# Kenpo in West Australia



## Handsword (Sep 19, 2005)

From the homepage of my website you can download a promo clip that contains various footage from the last few years:

*www.kenpo.com.au* 

There are also some more vids in the *Media * section.

I hope to put some more footage together for the site before the end of the year.

Respectfully, 

Slade Norris
Kenpo in Western Australia


----------



## kenpoworks (Sep 20, 2005)

Hi Slade,
your clips gave a real flavour of what you are doing at your club, great to see how Kenpo developing in the Antipodes.
With Respect
Richy


----------



## Loki (Sep 24, 2005)

Really nice stuff!!

 Was the stick work in the intro video FMA or Kenpo?


----------



## Rob Broad (Sep 24, 2005)

Great Stuff!!!


----------



## Handsword (Sep 25, 2005)

Thanks for the compliments guys.   



			
				Loki said:
			
		

> Was the stick work in the intro video FMA or Kenpo?



The stick work I learnt from someone who had spent many years in a number of weapons system and there is definately a FMA influence there.

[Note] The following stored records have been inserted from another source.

Issue #535, opened 2021-05-21
W3C Statement Comment from APA Chairs


JaninaSajka:
The Co-Chairs of the Accessible Platform Architectures (APA) Working Group support the proposal to establish a mechanism to elevate some W3C Working Group Notes to a status that puts the entire W3Con record in support of that document:

https://www.w3.org/Consortium/Process/Drafts/#memo

We suggest providing clear rationale for what content should become a working group note, as opposed to a W3C "Statement" in addition to clarifying the process for each.

Frankly, we would prefer to extend  the existing W3C Notes definitions instead of introducing an entirely new "Statements" category  ... Introducing a third TR category is likely to create more rather than less confusion for the public who are not closely aware of W3C processes. We suggest resurrecting the "W3C Note" variant to indicate that Notes have been reviewed and approved. It would be important to clarify the difference in the Note masthead, in a manner that would be easily seen. Taking that opportunity to redesign the Note boilerplate to make Notes more clearly different from Recomendations would help further reduce potential confusion.

We further advise:

* All potential Notes be first published as Draft Notes for no less than 30 days to provide a reasonable time frame for horizontal (and general) review. We should always leverage organization strengths, and horizontal review is one distinguishing value of the W3C brand. The "Draft Note" status would be an appropriate time for horizontal review regardless of whether the
content is destined to be a working group note, or a W3C publication, though horizontal review is especially critical in the latter instance.

* The current github-based checkoff mechanism for horizontal review could be used to ascertain sign-off by horizontal review groups before a Note is published. We've found it to be an effective tracking mechanism.

* Groups should be advised to expect that it may be relevant to include horizontal review guidance, e.g. an "Accessibility Considerations" section (where relevant).
 
Janina Sajka & Becky Gibson, CoChairs
APA

dwsinger:
Hi Janina

I think there may be some misunderstanding here. Notes are already defined as the output of a WG. So what you are asking for — that we use the existing Note mechanism — is what we're doing. However, the question came up what we should call a Note that gets W3C approval, and we felt that causing it Note might cause confusion with WG Notes. We had a long debate over the name, wanting something clear but generic, and Statement for the name of a WG elevated to W3C status was our best so far. We're open to better!

We also agree that we have an urgent need for better branding of works in progress vs. completed, consensus documents of a working group (WDs) vs. other people's drafts, Notes vs. WDs, and Statements vs. Recommendations. That work is under way (but not a process question).

JaninaSajka:
[...]

PR #541, opened 2021-06-11
Clarification about horizontal review

frivoal:
See #535

If this (or a simple tweak based on this) is acceptable, I suspect we can land it this year. We probably should be doing more in the long term to clarify HR and wide review, but *that* is significantly harder and doesn't fit in a last minute tweak.

### DIFF
--- a/index.bs
+++ b/index.bs
@@ -2502,7 +2502,9 @@ Wide Review</h5>
 	and tracking those comments
 	and the [=Working Group=]'s responses,
 	is generally a good practice which would often be considered positive evidence of wide review.
-	[=Working Groups=] <em class="rfc2119">should</em> announce to other W3C Working Groups
+	[=Working Groups=]
+	<em class="rfc2119">should</em> follow the <a href="https://www.w3.org/Guide/process/charter.html#horizontal-review">W3C Horizontal Groups</a>’ review processes [[HREVIEW]],
+	and <em class="rfc2119">should</em> announce to other W3C Working Groups
 	as well as the general public,
 	especially those affected by this specification,
 	a proposal to enter [=Candidate Recommendation=]
@@ -5485,6 +5487,11 @@ Changes since earlier versions</h3>
 	"TRANSITION": {
 		"href": "https://www.w3.org/Guide/transitions",
 		"title": "Organize a Technical Report Transition",
+		"publisher": "W3C"
+	},
+	"HREVIEW": {
+		"href": "https://www.w3.org/Guide/documentreview/",
+		"title": "How to do Wide Review",
 		"publisher": "W3C"
 	}
 }


dwsinger (approved):

index.bs
```diff
@@ -5486,6 +5488,11 @@ Changes since earlier versions</h3>
 		"href": "https://www.w3.org/Guide/transitions",
 		"title": "Organize a Technical Report Transition",
 		"publisher": "W3C"
+	},
+	"HREVIEW": {
+		"href": "https://www.w3.org/Guide/documentreview/",
+		"title": "How to do Wide Review",
```
nigelmegitt, line 5494: It's super confusing to have a term definition of "Horizontal Review" that points to a document about Wide Review. See also w3c/documentreview#12. Any reason why not to extend the change in this pull request from Horizontal Review to Wide Review?

nigelmegitt (changes requested):

index.bs
frivoal: I think the issue raised in https://github.com/w3c/documentreview/issues/12 is right, and that the title of that document is wrong. It claims to be about wide review, but really is about horizontal review. For this change, we need a reference to a document that explains how horizontal review is done, and that document is it, even if it has a weird title.

nigelmegitt: For the record, I disagree regarding w3c/documentreview#12. In my view there should be a document about wide review, and be clear in that document about the subset of wide review that is horizontal review. Conflating them or forgetting about the "inconvenient" part of wide review that is not horizontal review is, in my view, a mistake.

plehegar (approved):

dwsinger (changes requested):

plehegar:
I provided https://github.com/w3c/documentreview/pull/21 to improve our wide review guidance.

index.bs
frivoal: Given that that document is still a moving target with disagreements about what it ought to become, I'm dropping that reference for now, and keeping the rest as is.

plehegar:
why drop the reference? /Guide gets updated continuously in any case.

frivoal:
> why drop the reference? /Guide gets updated continuously in any case.

As I mentioned in the comment earlier: 

> Given that that document is still a moving target with disagreements about what it ought to become, I'm dropping that reference for now, and keeping the rest as is.

This is meant to be a small, non controversial last minute editorial clarification, while we wait for another cycle to do a deeper clean up of HR and wide review. Given that there's ongoing discussion about what the scope of that document ought to be, it seems premature to me to link to it from the process.

index.bs
```diff
@@ -2502,7 +2502,9 @@ Wide Review</h5>
 	and tracking those comments
 	and the [=Working Group=]'s responses,
 	is generally a good practice which would often be considered positive evidence of wide review.
-	[=Working Groups=] <em class="rfc2119">should</em> announce to other W3C Working Groups
+	[=Working Groups=]
+	<em class="rfc2119">should</em> follow the <a href="https://www.w3.org/Guide/process/charter.html#horizontal-review">W3C Horizontal Groups</a>’ review processes,
+	and <em class="rfc2119">should</em> announce to other W3C Working Groups
```
dwsinger, line 2507: Perhaps we can say that Working Groups should follow the [review guidelines](https://www.w3.org/Guide/process/charter.html#horizontal-review) and in particular should enable Horizontal Review by announcing to other W3C Working Groups

nigelmegitt: Isn't that what it says on the lines you highlighted, @dwsinger ? I'm having trouble decoding your comment! Is it just the delta "enable HR by announcing" vs just "should announce"?

dwsinger: No, at the moment it references a document about Charters with a link that on text about Horizontal Groups. It's very mixed and could be confusing.

nigelmegitt: Thanks that's clear after you edited the comment.

samuelweiler:
The link should be to the [document HR guidance](https://www.w3.org/Guide/documentreview/#how_to_get_horizontal_review,) not the charter HR guidance

frivoal:
Good point. The link went to the charter HR guidance because for quite some time, that was the only documentation which could reliably point you to all the HR groups and their requirements, even if it wasn't its primary purpose. I suspect that swapping it out for the one you suggested would work, and it also sidesteps the question of the overall scope of that document (and its title) not being set in stone yet, which would be an issue if we were to add it as a bibliography entry. By linking directly to the relevant section of that document we no longer need to be blocked by the rest being unstable.

frivoal:
Updated the PR to reflect the proposal in the past two comments

PR #549, opened 2021-06-24
Use the username 'w3cbot' to interact with GitHub

plehegar:
The [GITHUB_TOKEN](https://docs.github.com/en/actions/reference/authentication-in-a-workflow#about-the-github_token-secret) needs a valid username but it seems it could be any user, not just [GITHUB_ACTOR](https://docs.github.com/en/actions/reference/context-and-expression-syntax-for-github-actions#github-context).
Email address can be anything.

### DIFF
--- a/.github/workflows/compile.yml
+++ b/.github/workflows/compile.yml
@@ -21,14 +21,14 @@ jobs:
       - name: Setup python 3.7
         uses: actions/setup-python@v2
         with:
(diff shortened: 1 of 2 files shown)


plehegar:
Python 3.8 is used by bikeshed. See https://github.com/tabatkins/bikeshed/blob/main/.github/workflows/update-tests.yml

PR #199, opened 2023-07-11
IconButton: make accessibilityLabel required

christianvuerings:
# Changes

**BREAKING CHANGE!**
Make accessibilityLabel required on `IconButton`

# Why?

Enforces every IconButton to have a correct accessibility label

Avoids issues like this:
image

### DIFF
--- a/.changeset/heavy-moons-report.md
+++ b/.changeset/heavy-moons-report.md
@@ -1,0 +1,5 @@
+---
+"@cambly/syntax-core": major
+---
+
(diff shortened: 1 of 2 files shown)


benjroy (approved):
For a moment I was wondering if we could automatically apply the button text as accessibilityLabel, then realized this is an IconButton with no text.

And we can't automatically apply the `tooltip` text, since that is not guaranteed to be supplied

I haven't used the sticks for a while, but I remember that it did help in developing a rhythm of hand speed for my Kenpo.


----------



## OnlyAnEgg (Sep 26, 2005)

That is some nice stuff!  Thanks for the link and continued good luck and success.

You haven't done Kenpo until you've done Australian Rules Kenpo, eh?

egg


----------



## kevin kilroe (Sep 26, 2005)

Excellent clip!


----------